(Exercise aim): For the records below, give the count of lines holding the word "would" and nothing more.

(Extracted data):
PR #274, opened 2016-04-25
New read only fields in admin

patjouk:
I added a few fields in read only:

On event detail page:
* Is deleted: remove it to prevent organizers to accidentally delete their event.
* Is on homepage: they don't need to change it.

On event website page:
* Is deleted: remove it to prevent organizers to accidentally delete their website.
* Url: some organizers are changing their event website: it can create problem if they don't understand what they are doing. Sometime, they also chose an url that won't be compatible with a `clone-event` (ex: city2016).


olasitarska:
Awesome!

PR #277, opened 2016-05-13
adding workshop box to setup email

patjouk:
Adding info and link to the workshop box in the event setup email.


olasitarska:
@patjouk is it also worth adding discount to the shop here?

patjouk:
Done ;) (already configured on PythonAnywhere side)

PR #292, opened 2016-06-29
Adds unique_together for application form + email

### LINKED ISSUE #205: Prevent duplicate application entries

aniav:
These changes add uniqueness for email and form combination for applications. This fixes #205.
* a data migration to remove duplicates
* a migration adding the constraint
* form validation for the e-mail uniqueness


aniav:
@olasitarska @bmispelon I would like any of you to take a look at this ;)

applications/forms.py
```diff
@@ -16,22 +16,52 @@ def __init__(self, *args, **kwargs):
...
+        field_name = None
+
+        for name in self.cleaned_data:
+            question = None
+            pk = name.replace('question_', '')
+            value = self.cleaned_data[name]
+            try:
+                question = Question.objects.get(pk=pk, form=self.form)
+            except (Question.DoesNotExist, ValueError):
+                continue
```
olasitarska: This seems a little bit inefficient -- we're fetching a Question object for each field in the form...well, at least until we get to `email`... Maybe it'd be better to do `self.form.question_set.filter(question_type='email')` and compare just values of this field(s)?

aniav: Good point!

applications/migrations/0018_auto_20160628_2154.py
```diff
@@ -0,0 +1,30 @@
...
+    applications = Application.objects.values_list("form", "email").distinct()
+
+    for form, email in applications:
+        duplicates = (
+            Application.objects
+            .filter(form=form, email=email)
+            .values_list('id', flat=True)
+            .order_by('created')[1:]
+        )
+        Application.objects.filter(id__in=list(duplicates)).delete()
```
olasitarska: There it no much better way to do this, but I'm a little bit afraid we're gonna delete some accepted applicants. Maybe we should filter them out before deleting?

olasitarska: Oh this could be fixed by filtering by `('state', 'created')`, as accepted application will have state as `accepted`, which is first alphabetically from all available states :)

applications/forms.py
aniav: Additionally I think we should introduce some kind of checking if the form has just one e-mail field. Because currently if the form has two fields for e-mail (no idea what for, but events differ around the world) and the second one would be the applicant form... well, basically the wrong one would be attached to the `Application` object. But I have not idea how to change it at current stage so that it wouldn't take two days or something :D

(Response): 2